Each record listed below is to be output exactly as written.

[Data for this task Boundary: Start]

PR #127, opened 2020-04-24
leverage msal.net's httpclient factory

jennyf19:
Fix for #6

### DIFF
--- a/src/Microsoft.Identity.Web/TokenAcquisition.cs
+++ b/src/Microsoft.Identity.Web/TokenAcquisition.cs
@@ -15,6 +15,7 @@ using System.Collections.Generic;
 using System.IdentityModel.Tokens.Jwt;
 using System.Linq;
 using System.Net;
+using System.Net.Http;
 using System.Security.Claims;
 using System.Threading.Tasks;
 
@@ -33,6 +34,7 @@ namespace Microsoft.Identity.Web
         private IConfidentialClientApplication _application;
         private readonly IHttpContextAccessor _httpContextAccessor;
         private HttpContext CurrentHttpContext => _httpContextAccessor.HttpContext;
+        private IMsalHttpClientFactory _httpClientFactory;
         private readonly ILogger _logger;
 
         /// <summary>
@@ -48,12 +50,14 @@ namespace Microsoft.Identity.Web
             IHttpContextAccessor httpContextAccessor,
             IOptions<MicrosoftIdentityOptions> microsoftIdentityOptions,
             IOptions<ConfidentialClientApplicationOptions> applicationOptions,
+            IHttpClientFactory httpClientFactory,
             ILogger<TokenAcquisition> logger)
         {
             _httpContextAccessor = httpContextAccessor;
             _microsoftIdentityOptions = microsoftIdentityOptions.Value;
             _applicationOptions = applicationOptions.Value;
             _tokenCacheProvider = tokenCacheProvider;
+            _httpClientFactory = new MsalAspNetCoreHttpClientFactory(httpClientFactory);
             _logger = logger;
         }
 
@@ -337,7 +341,7 @@ namespace Microsoft.Identity.Web
                 request.PathBase,
                 _microsoftIdentityOptions.CallbackPath.Value ?? string.Empty);
 
-            if (!_applicationOptions.Instance.EndsWith("/"))
+            if (!_applicationOptions.Instance.EndsWith("/", StringComparison.InvariantCulture))
                 _applicationOptions.Instance += "/";
 
             string authority;
@@ -352,6 +356,7 @@ namespace Microsoft.Identity.Web
                         .CreateWithApplicationOptions(_applicationOptions)
                         .WithRedirectUri(currentUri)
                         .WithB2CAuthority(authority)
+                        .WithHttpClientFactory(_httpClientFactory)
                         .Build();
                 }
                 else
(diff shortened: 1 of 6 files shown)


src/Microsoft.Identity.Web/TokenAcquisition.cs
```diff
@@ -48,12 +50,14 @@ internal class TokenAcquisition : ITokenAcquisition, ITokenAcquisitionInternal
             IHttpContextAccessor httpContextAccessor,
             IOptions<MicrosoftIdentityOptions> microsoftIdentityOptions,
             IOptions<ConfidentialClientApplicationOptions> applicationOptions,
+            IHttpClientFactory httpClientFactory,
```
bgavrilMS, line 53: Please update comments.

src/Microsoft.Identity.Web/WebApiAuthenticationBuilderExtensions.cs
```diff
@@ -74,6 +74,7 @@ public static class WebApiAuthenticationBuilderExtensions
 
             builder.Services.AddHttpContextAccessor();
             builder.Services.AddSingleton<IJwtBearerMiddlewareDiagnostics, JwtBearerMiddlewareDiagnostics>();
+            builder.Services.AddHttpClient();
```
bgavrilMS, line 77: Just for my understanding - this will ensure that the high performance HTTP client factory is used? Is there any scenario where people might not want to use this, for example for testing?

src/Microsoft.Identity.Web/TokenAcquisition.cs
bgavrilMS, line 53: Can this ever be null? I don't understand the DI that well, so apologies for asking silly questions.

tests/Microsoft.Identity.Web.Test.Integration/AcquireTokenForAppIntegrationTests.cs
```diff
@@ -91,6 +92,7 @@ private void InitializeTokenAcquisitionObjects()
             IOptions<MsalMemoryTokenCacheOptions> tokenOptions = _provider.GetService<IOptions<MsalMemoryTokenCacheOptions>>();
             IOptions<ConfidentialClientApplicationOptions> ccOptions = _provider.GetService<IOptions<ConfidentialClientApplicationOptions>>();
             ILogger<TokenAcquisition> logger = _provider.GetService<ILogger<TokenAcquisition>>();
+            IHttpClientFactory httpClientFactory = _provider.GetService<IHttpClientFactory>();
```
bgavrilMS, line 95: I wonder if we can add a better unit test here, as this doesn't really assert anything? At the very we should assert the httpClientFactory is not null. 

Ideally you would inject a mock IHttpClientFactory and make sure that MSAL actually uses it for token acquisition.

src/Microsoft.Identity.Web/TokenAcquisition.cs
jmprieur: No it cannot, @bgavrilMS:  The [ASP] .NET Core framework will throw if an `IHttpClientFactory` was not present as a service. It's presence is ensured in Microsoft.Identity.Web by the call to `services.AddHttpClient()`which was added in the `WebApiAuthenticationBuilderExtensions` and `WebAppAuthenticationBuilderExtensions extension methods`

src/Microsoft.Identity.Web/WebApiAuthenticationBuilderExtensions.cs
jmprieur: That's a good question. 
Would it be ok to wait for customer feedback ?

bgavrilMS: Absolutely.

tests/Microsoft.Identity.Web.Test.Integration/AcquireTokenForAppIntegrationTests.cs
jennyf19: When you do `BuildTheRequiredServices()` in the test, you do ` services.AddHttpClient();` which adds the httpClient, which will do the DI for the IHttpClientFactory. The implementation of the IHttpClientFactory is tightly tied to the DI implementation, so i'm not sure how we would do this without doing something outside of what actually happens with the library.

jennyf19:
thanks for reviewing @pmaytak ...thought i had added you originally as well. :(

tests/Microsoft.Identity.Web.Test.Integration/AcquireTokenForAppIntegrationTests.cs
bgavrilMS: Fair enough.

src/Microsoft.Identity.Web/WebApiAuthenticationBuilderExtensions.cs
pmaytak: [AddHttpClient()](https://github.com/dotnet/runtime/blob/master/src/libraries/Microsoft.Extensions.Http/src/DependencyInjection/HttpClientFactoryServiceCollectionExtensions.cs#L23) adds a few required services. Adding my own factory should still work. I can either remove these default services and add my own before the service provider is built. I can also just add my own factory after I call AddHttpClient, it should overwrite the same service types that were added earlier. AddHttpClient also uses TryAdd* methods to add the services, so if I add my own factory to the collection first, calling AddHttpClient should not overwrite what I've added.

I haven't read the docs, so there might be some behavior that I'm missing; but I think this should work.

src/Microsoft.Identity.Web/TokenAcquisition.cs
pmaytak: The framework resolves these references recursively. So if a service DI mapping was not added for some deep dependency, it will throw an error.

[Data for this task Boundary: End]

__Result__
PR #127, opened 2020-04-24
leverage msal.net's httpclient factory

jennyf19:
Fix for #6

### DIFF
--- a/src/Microsoft.Identity.Web/TokenAcquisition.cs
+++ b/src/Microsoft.Identity.Web/TokenAcquisition.cs
@@ -15,6 +15,7 @@ using System.Collections.Generic;
 using System.IdentityModel.Tokens.Jwt;
 using System.Linq;
 using System.Net;
+using System.Net.Http;
 using System.Security.Claims;
 using System.Threading.Tasks;
 
@@ -33,6 +34,7 @@ namespace Microsoft.Identity.Web
         private IConfidentialClientApplication _application;
         private readonly IHttpContextAccessor _httpContextAccessor;
         private HttpContext CurrentHttpContext => _httpContextAccessor.HttpContext;
+        private IMsalHttpClientFactory _httpClientFactory;
         private readonly ILogger _logger;
 
         /// <summary>
@@ -48,12 +50,14 @@ namespace Microsoft.Identity.Web
             IHttpContextAccessor httpContextAccessor,
             IOptions<MicrosoftIdentityOptions> microsoftIdentityOptions,
             IOptions<ConfidentialClientApplicationOptions> applicationOptions,
+            IHttpClientFactory httpClientFactory,
             ILogger<TokenAcquisition> logger)
         {
             _httpContextAccessor = httpContextAccessor;
             _microsoftIdentityOptions = microsoftIdentityOptions.Value;
             _applicationOptions = applicationOptions.Value;
             _tokenCacheProvider = tokenCacheProvider;
+            _httpClientFactory = new MsalAspNetCoreHttpClientFactory(httpClientFactory);
             _logger = logger;
         }
 
@@ -337,7 +341,7 @@ namespace Microsoft.Identity.Web
                 request.PathBase,
                 _microsoftIdentityOptions.CallbackPath.Value ?? string.Empty);
 
-            if (!_applicationOptions.Instance.EndsWith("/"))
+            if (!_applicationOptions.Instance.EndsWith("/", StringComparison.InvariantCulture))
                 _applicationOptions.Instance += "/";
 
             string authority;
@@ -352,6 +356,7 @@ namespace Microsoft.Identity.Web
                         .CreateWithApplicationOptions(_applicationOptions)
                         .WithRedirectUri(currentUri)
                         .WithB2CAuthority(authority)
+                        .WithHttpClientFactory(_httpClientFactory)
                         .Build();
                 }
                 else
(diff shortened: 1 of 6 files shown)


src/Microsoft.Identity.Web/TokenAcquisition.cs
```diff
@@ -48,12 +50,14 @@ internal class TokenAcquisition : ITokenAcquisition, ITokenAcquisitionInternal
             IHttpContextAccessor httpContextAccessor,
             IOptions<MicrosoftIdentityOptions> microsoftIdentityOptions,
             IOptions<ConfidentialClientApplicationOptions> applicationOptions,
+            IHttpClientFactory httpClientFactory,
```
bgavrilMS, line 53: Please update comments.

src/Microsoft.Identity.Web/WebApiAuthenticationBuilderExtensions.cs
```diff
@@ -74,6 +74,7 @@ public static class WebApiAuthenticationBuilderExtensions
 
             builder.Services.AddHttpContextAccessor();
             builder.Services.AddSingleton<IJwtBearerMiddlewareDiagnostics, JwtBearerMiddlewareDiagnostics>();
+            builder.Services.AddHttpClient();
```
bgavrilMS, line 77: Just for my understanding - this will ensure that the high performance HTTP client factory is used? Is there any scenario where people might not want to use this, for example for testing?

src/Microsoft.Identity.Web/TokenAcquisition.cs
bgavrilMS, line 53: Can this ever be null? I don't understand the DI that well, so apologies for asking silly questions.

tests/Microsoft.Identity.Web.Test.Integration/AcquireTokenForAppIntegrationTests.cs
```diff
@@ -91,6 +92,7 @@ private void InitializeTokenAcquisitionObjects()
             IOptions<MsalMemoryTokenCacheOptions> tokenOptions = _provider.GetService<IOptions<MsalMemoryTokenCacheOptions>>();
             IOptions<ConfidentialClientApplicationOptions> ccOptions = _provider.GetService<IOptions<ConfidentialClientApplicationOptions>>();
             ILogger<TokenAcquisition> logger = _provider.GetService<ILogger<TokenAcquisition>>();
+            IHttpClientFactory httpClientFactory = _provider.GetService<IHttpClientFactory>();
```
bgavrilMS, line 95: I wonder if we can add a better unit test here, as this doesn't really assert anything? At the very we should assert the httpClientFactory is not null. 

Ideally you would inject a mock IHttpClientFactory and make sure that MSAL actually uses it for token acquisition.

src/Microsoft.Identity.Web/TokenAcquisition.cs
jmprieur: No it cannot, @bgavrilMS:  The [ASP] .NET Core framework will throw if an `IHttpClientFactory` was not present as a service. It's presence is ensured in Microsoft.Identity.Web by the call to `services.AddHttpClient()`which was added in the `WebApiAuthenticationBuilderExtensions` and `WebAppAuthenticationBuilderExtensions extension methods`

src/Microsoft.Identity.Web/WebApiAuthenticationBuilderExtensions.cs
jmprieur: That's a good question. 
Would it be ok to wait for customer feedback ?

bgavrilMS: Absolutely.

tests/Microsoft.Identity.Web.Test.Integration/AcquireTokenForAppIntegrationTests.cs
jennyf19: When you do `BuildTheRequiredServices()` in the test, you do ` services.AddHttpClient();` which adds the httpClient, which will do the DI for the IHttpClientFactory. The implementation of the IHttpClientFactory is tightly tied to the DI implementation, so i'm not sure how we would do this without doing something outside of what actually happens with the library.

jennyf19:
thanks for reviewing @pmaytak ...thought i had added you originally as well. :(

tests/Microsoft.Identity.Web.Test.Integration/AcquireTokenForAppIntegrationTests.cs
bgavrilMS: Fair enough.

src/Microsoft.Identity.Web/WebApiAuthenticationBuilderExtensions.cs
pmaytak: [AddHttpClient()](https://github.com/dotnet/runtime/blob/master/src/libraries/Microsoft.Extensions.Http/src/DependencyInjection/HttpClientFactoryServiceCollectionExtensions.cs#L23) adds a few required services. Adding my own factory should still work. I can either remove these default services and add my own before the service provider is built. I can also just add my own factory after I call AddHttpClient, it should overwrite the same service types that were added earlier. AddHttpClient also uses TryAdd* methods to add the services, so if I add my own factory to the collection first, calling AddHttpClient should not overwrite what I've added.

I haven't read the docs, so there might be some behavior that I'm missing; but I think this should work.

src/Microsoft.Identity.Web/TokenAcquisition.cs
pmaytak: The framework resolves these references recursively. So if a service DI mapping was not added for some deep dependency, it will throw an error.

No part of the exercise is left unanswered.